Work instruction:
An exact copy of the lines from the one containing "I added an app" through the last line below is required; include both of those lines and no others.

***** Records for this exercise

PR #2253, opened 2019-11-13
Use file hash as cache buster

JoshuaBehrens:
Using the file hash is much more reasonable as cache buster for any file that is served over the web.

Adds a custom less function swhash in js and php which looks up the file in parameter and returns its hash. Current hash algorithm is md5.

1. Replace loading indicator animation file
2. No change happen
3. Image was not reloaded as cache was not busted

In the future anyone should use the hash of a file for cache busting

### 5. Checklist


JoshuaBehrens:
I added an app secret that probably is discussable. My thoughts on that: if you have a local copy of a shop running on the same url for reasons you would get the same cached theme files although it is an other instance of the shop. This way the cache busters are valid per installation and do not depend on anything.

I still need to integrate that altered value into the swhash functions.

_sql/migrations/1650-add-application-secret-configuration.php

**********

Output of the exercise:
I added an app secret that probably is discussable. My thoughts on that: if you have a local copy of a shop running on the same url for reasons you would get the same cached theme files although it is an other instance of the shop. This way the cache busters are valid per installation and do not depend on anything.

I still need to integrate that altered value into the swhash functions.

_sql/migrations/1650-add-application-secret-configuration.php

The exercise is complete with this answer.